His home is almost exactly as I’d expected. The top floor in a towering glass high-rise. There is a majestic view of English Bay on one side, Coal Harbour on the other. Whispers of ocean and far mountains beyond. Everything is as I’d seen it at sea level, but from here it is dwarfed to perfect miniature. It is beautiful.
“Do Vancouver views get any better than this?” I ask.
“Not much,” he admits. “That’s how I ended up here.”
“It’s all about the view?”
“Sure. And the jetted tub. Check it out.” He leads me to three bathrooms, one after the other, each more exquisite than the last.
“Multiple bedrooms, as well.” he says with a leer. “You can take your pick.”
“I’ll want one close to where you are,” I quip back, a line he finds uproariously funny.
We have a lovely day, followed by a relaxed evening. He makes us dinner: some confection he calls his specialty that involves pasta and spinach. And cheese. He pours us glasses of twenty-year-old wine and we perch on stools at a counter in the kitchen that affords us a stunning view of the city. Sunset followed by nighttime cityscape. And all of it is breathtaking. All of it takes my breath away.
“So beautiful you could die.”
He looks at me sharply. “What is it with you and dying all the time?” he says, and I can’t read his voice.
“I … I don’t know. I’ve … I’ve lost people. I guess that’s what it is. It brings it closer. Makes it more real.”
“Your husband,” he says.
“Yes. Him … and others. Listen, I’m enjoying myself so much with you. I don’t really want to talk about this now, okay?”
“Sometime maybe?”
“Yes. Okay. Sometime. Maybe.”
We both know it is a lie.
CHAPTER FIFTEEN
IN THE MORNING I wake up alone. I’m disoriented momentarily, but it all comes back to me quickly. I am in a glamorous cave a quarter mile above downtown Vancouver, Canada.
I am in a large and comfortable bed. The sheets are impossibly luxurious: thick and soft at the same time. White. And covered with a white duvet. It is like resting inside a cloud.
I don’t know right away what has woken me. When I realize, my stomach responds instantly. Coffee. Bacon. Onions. Other good things. I was not hungry, and then I am.

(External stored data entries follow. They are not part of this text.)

PR #6, opened 2025-03-11
Add: Dashboard db migrations & tooling

ben-fornefeld:
this pr moves dashboard specific migrations inside this repo. also it adds tooling to work with db migrations.


scripts/apply-migrations.ts
```diff
@@ -0,0 +1,292 @@
...
+    await db(`
+      CREATE TABLE IF NOT EXISTS public._migrations (
+        filename TEXT PRIMARY KEY,
+        applied_at TIMESTAMP WITH TIME ZONE DEFAULT CURRENT_TIMESTAMP,
+        checksum TEXT
+      );
+    `)
+    await db(`
+      GRANT ALL ON public._migrations TO supabase_admin;
+    `)
```
jakubno, line 40: could you explain why you added?

scripts/apply-migrations.ts
```diff
@@ -0,0 +1,292 @@
...
+const db = new SQL(process.env.POSTGRES_CONNECTION_STRING)
+
+/**
+ * Creates or verifies the existence of the migrations tracking table
+ * This table keeps track of which migrations have been applied to prevent
+ * duplicate runs and provide an audit trail
+ */
+async function ensureMigrationsTable() {
+  try {
+    await db(`
```
jakubno, line 31: this isn't working because correct syntax is 
```suggestion
    await db`
```

scripts/apply-migrations.ts
```diff
@@ -0,0 +1,292 @@
...
+ * @param filename - The name of the migration file to check
+ * @param content - The content of the migration file for checksum verification
+ * @returns Object with applied status and whether checksum matches
+ */
+async function isMigrationApplied(
+  filename: string,
+  content: string
+): Promise<{ applied: boolean; checksumMatch: boolean }> {
+  // Query to get the existing migration record
+  const result = await db.unsafe(
```
jakubno, line 60: there's no need to this to be unsafe

scripts/apply-migrations.ts
```diff
@@ -0,0 +1,292 @@
...
+ * @param filename - The name of the migration file
+ * @param content - The content of the migration file (for checksum)
+ */
+async function recordMigration(
+  filename: string,
+  content: string
+): Promise<void> {
+  // Convert checksum to string to avoid bigint overflow
+  const checksum = String(Bun.hash(content))
+  await db.unsafe(
```
jakubno, line 100: no need to be unsafe

README.md
```diff
@@ -179,3 +186,92 @@ If you need help or have questions:
...
+This will:
+1. Create the migrations tracking table if it doesn't exist
+2. Apply any migrations that haven't been run yet
+3. Skip already-applied migrations
+4. Provide a summary of applied/skipped migrations
+
+### Migration Safety
+
+The system includes several safety features:
+- Migrations are applied in a transaction (all-or-nothing)
```
jakubno, line 266: not true!

jakubno (changes requested):
In readme you are missing bun as a prerequisite, also it needs to be 1.2 + because of SQL. I guess npm is not supported anymore.


Not sure if we want to replicate migration logic here, like splitting sql statements etc, why are we solving already solved problem.

AI is really good, but not checking the code afterwards or testing it ngmi..

ben-fornefeld:
> In readme you are missing bun as a prerequisite, also it needs to be 1.2 + because of SQL. I guess npm is not supported anymore.
i knew all of this. wanted to try the bun sql package. not the best decision for public use indeed.

> Not sure if we want to replicate migration logic here, like splitting sql statements etc, why are we solving already solved problem.
fair.

> AI is really good, but not checking the code afterwards or testing it ngmi..
code was of course checked & tested multiple times. i did bad decisions while doing so is a better way to put it.

jakubno:
> code was of course checked & tested multiple times. i did bad decisions while doing so is a better way to put it.

E.g. migrations weren't tested, at least not without some already existing tables, because it was failing as I mentioned in PR

ben-fornefeld:
> > code was of course checked & tested multiple times. i did bad decisions while doing so is a better way to put it.
> 
> E.g. migrations weren't tested, at least not without some already existing tables, because it was failing as I mentioned in PR

i tested it multiple times with multiple scenarios. maybe there was some edge case i did not caught. just want to mention that i of course test the code i write and not just push blindly on purpose.

jakubno:
I applied it to my database, I think going from clean state isn't an edge case

README.md
```diff
@@ -75,21 +75,28 @@ vercel storage add
...
+2. Run the migrations by running the following command:
+```bash
+bun run db:migrations:apply
+```
+
+#### d. Supabase Storage Setup
 1. Go to Storage > Buckets
 2. Create a new **public** bucket named `profile-pictures`
-3. Apply storage access policies by running the SQL from [supabase/policies/buckets.sql](supabase/policies/buckets.sql) in the Supabase SQL Editor:
+3. Apply storage access policies by running the SQL from [migrations/supabase/profile-picture-bucket.sql](migrations/supabase/profile-picture-bucket.sql) in the Supabase SQL Editor:
```
jakubno, line 88:
```suggestion
```

jakubno (changes requested):

jakubno (approved):

PR #12, opened 2025-03-17
Fix templates name column min size & truncation

ben-fornefeld:
this pr adds a minSize attribute to the `name` column in templates table to prevent to small column sizing & truncates the data when it overflows


jakubno (approved):
Adding before and after would be the best

PR #15, opened 2025-03-21
Add Zerobounce auth email validation

ben-fornefeld:
this pr integrates zerobounce email validation to facilitate higher quality sign-ups. it adds basic validation for the email address and also checks if it's marked as "alternate", which prompts the user to use his primary email. if the user tries to sign in again via the alternate, it allows a sign-up as usual.


mishushakov:
Not sure if this is a good idea to have a third-party collect our user's e-mails. Need to ask @mlejva

mishushakov (approved):

PR #19, opened 2025-03-26
Fix middleware rewrite handling to comply with CVE-2025-29927

ben-fornefeld:
Although mentioned in [CVE-2025-29927](https://github.com/advisories/GHSA-f82v-jwr5-mffw), the version upgrade to resolve the security vulnerability in NextJs in #18 was not enough to fix rewriting issues. This pr explored ways to get around the 406 blockage and in the end settled on:
- using `NextResponse.rewrite` instead of `fetch & new NextResponse`

This approach is far from ideal in terms of performance. It seems like the native NextJs rewrite is doing a lot under the hood before sending the html to the client, potentially adapting additional assets loaded by the rewritten site, as this latency seems to increase with more assets.

### DIFF
--- a/src/server/middleware.ts
+++ b/src/server/middleware.ts
@@ -220,12 +220,22 @@ export const handleUrlRewrites = async (
   }
 
   try {
-    const res = await fetch(url.toString(), { ...request })
+    const res = await fetch(url.toString(), {
+      headers: {
+        'User-Agent': 'Mozilla/5.0 (compatible; E2BProxy/1.0)',
+        Accept:
+          'text/html,application/xhtml+xml,application/xml;q=0.9,image/webp,*/*;q=0.8',
+        'Accept-Language': 'en-US,en;q=0.5',
+        'Accept-Encoding': 'gzip, deflate, br',
+        Connection: 'keep-alive',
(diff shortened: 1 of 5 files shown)


src/server/middleware.ts
```diff
@@ -2,12 +2,13 @@ import { checkUserTeamAuthorization, resolveTeamId } from '@/lib/utils/server'
...
 import { KV_KEYS } from '@/configs/keys'
 import { NextRequest, NextResponse } from 'next/server'
-import { replaceUrls } from '@/configs/domains'
+import { LANDING_PAGE_DOMAIN, replaceUrls } from '@/configs/domains'
 import { COOKIE_KEYS } from '@/configs/keys'
 import { AUTH_URLS, PROTECTED_URLS } from '@/configs/urls'
 import { supabaseAdmin } from '@/lib/clients/supabase/admin'
 import { z } from 'zod'
 import { createServerClient } from '@supabase/ssr'
+import { logDebug } from '@/lib/clients/logger'
```
jakubno, line 11:
```suggestion
```

jakubno (approved):

PR #24, opened 2025-03-31
Change infra and billing api authorization headers

ben-fornefeld:
To prepare for api key & access token hashing, we move away from authorizing against our infrastructure and billing api via these, since we cannot retrieve / store them for the user anymore soon. 

This pr provides authorization headers to these apis via auth jwts and/or teamId instead.

### DIFF
--- a/src/server/billing/get-billing-limits.ts
+++ b/src/server/billing/get-billing-limits.ts
@@ -22,7 +22,7 @@ export const getBillingLimits = authActionClient
         method: 'GET',
         headers: {
           'Content-Type': 'application/json',
-          ...SUPABASE_AUTH_HEADERS(session.access_token, teamId),
+          ...SUPABASE_AUTH_HEADERS(session.access_token),
         },
       }
     )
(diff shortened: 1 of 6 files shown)


src/server/billing/get-billing-limits.ts
```diff
@@ -15,17 +14,15 @@ export const getBillingLimits = authActionClient
...
+    const { session } = ctx
 
     const res = await fetch(
       `${process.env.BILLING_API_URL}/teams/${teamId}/billing-limits`,
       {
         method: 'GET',
         headers: {
           'Content-Type': 'application/json',
-          [USER_ACCESS_TOKEN_HEADER]: accessToken,
+          ...SUPABASE_AUTH_HEADERS(session.access_token, teamId),
```
dobrac, line 25: just a note, you don't need to pass the teamId to places, where access token was previously required

ben-fornefeld: yes, i forgot to not pass it in the helper in some routes where it is still present. but good point i will fix that quickly

dobrac (approved):

PR #34, opened 2025-04-04
Refactor content page rewrites

ben-fornefeld:
After #18 we were using NextResponse.rewrite to rewrite our content pages inside `middleware.ts`. The exact reasons are unclear but this had some massive latency overhead on every rewritten route which was not ideal. This pr adds a catch-all route handler which catches all paths that are not defined by the next router. Here we do our content page rewrites & add cache policies to the fetches & responses with revalidation after 15 minutes. Since we use a catch-all handler, we need to manually handle our root 404 page as well. Returning nextjs's `notFound()` did only send a 404 status to the browser, but we want to render our custom not-found page. Hence I added a new route just holding our not-found component and rewrite accordingly in the catch-all handler.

He has left his robe at the foot of the bed for me. Huge and white, a spa robe several sizes too large for me, and so I move towards the kitchen, now encased in yet another cloud.
“Good morning, beautiful.” His face lights in a smile when he sees me. My heart flips a little in my chest in response to that light. One can wait a lifetime for a glance like that. “My robe looks good on you.”
“Too big.”
“Made for you,” he says, pushing away from the stove quickly and enfolding me in his arms. “Made just for you.”
We end up back in bed before we get around to breakfast. After a while, he gets up to go to the office. He eats cold food on his way out the door, but before he leaves, he drops a kiss on my forehead and a key fob on the bed.
“Make yourself at home. And if you feel like it this evening, there’s a new restaurant I’ve been wanting to check out. You’re a good excuse.”
“Again, with the excuses. I don’t know how I feel about that.”
“Dork,” he accuses.
“And the key,” I say, ignoring his crack. “Aren’t you afraid I’ll rob you blind?”
“Not particularly. As far as I can see, you’re the most precious of the contents of this apartment.”
I just look at him, my heart in its own cloud. I don’t know what to say and a part of me feels dangerously close to tears.
Without him in the space to warm it, the apartment is even more massive. I drink the coffee he left for me and nibble on the cold eggs and bacon, then roam around the space dwarfed by his bathrobe, looking at his stuff.
He has a sort of media room, and I imagine some overpriced decorator determining it should have a sports theme. I wonder if the signed balls under glass or the framed signed jerseys were his own acquisitions or some decorator’s buy. It seems to me it matters. It speaks either of a personal passion or an urge to impress. I am curious which one it is.
Not that it will matter in the end—I remind myself of that. I have to keep reminding myself.
I turn on the television, then spend a quarter hour figuring out how to make the channels work, remembering a time when there was only on and off.
When I finally locate the channels, the first thing I see is his face. The other him. The one I’d briefly forgotten. William Atwater. It fills the sports-sized screen hanging on the wall above the baseballs trapped inside plexiglass. His face is so large and clear on the very good television. Too large and clear. High definition. I can see every pore.
He is beautiful, in his way. I think again how very normal he looks. How guy-next-door. Pale blue eyes, smooth skin marred only slightly by the acne he has yet to outgrow. There is a collar on his shirt and color in his cheeks and there appears to be nothing remarkable about him other than a sort of casual beauty. My stomach turns at the thought of it. How can this be? How can there be people who would do such things walking among us and there is nothing about them to set them apart? I feel as though there should be some visual marker, something off-kilter about his appearance. A scar on his forehead. A brand. Crossed eyes. Not quite a tail or horns, but something. But there is nothing like that. At all.